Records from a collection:
--- START ---
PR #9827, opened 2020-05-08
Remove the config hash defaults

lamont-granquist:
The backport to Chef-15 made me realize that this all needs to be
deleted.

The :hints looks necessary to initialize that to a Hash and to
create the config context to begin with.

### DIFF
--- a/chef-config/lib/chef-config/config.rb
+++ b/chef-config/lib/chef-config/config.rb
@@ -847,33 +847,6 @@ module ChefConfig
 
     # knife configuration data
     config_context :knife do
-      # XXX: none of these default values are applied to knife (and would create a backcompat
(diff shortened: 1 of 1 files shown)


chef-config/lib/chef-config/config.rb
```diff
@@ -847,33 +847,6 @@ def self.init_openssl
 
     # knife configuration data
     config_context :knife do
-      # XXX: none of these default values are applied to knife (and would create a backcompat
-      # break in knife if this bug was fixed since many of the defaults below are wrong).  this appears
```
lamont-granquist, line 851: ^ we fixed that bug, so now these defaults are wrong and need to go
--- END ---
TASK REQUIREMENTS: In the entries above, find each line with the string "this" and copy it.

FINISHED TASK:
The backport to Chef-15 made me realize that this all needs to be
-      # break in knife if this bug was fixed since many of the defaults below are wrong).  this appears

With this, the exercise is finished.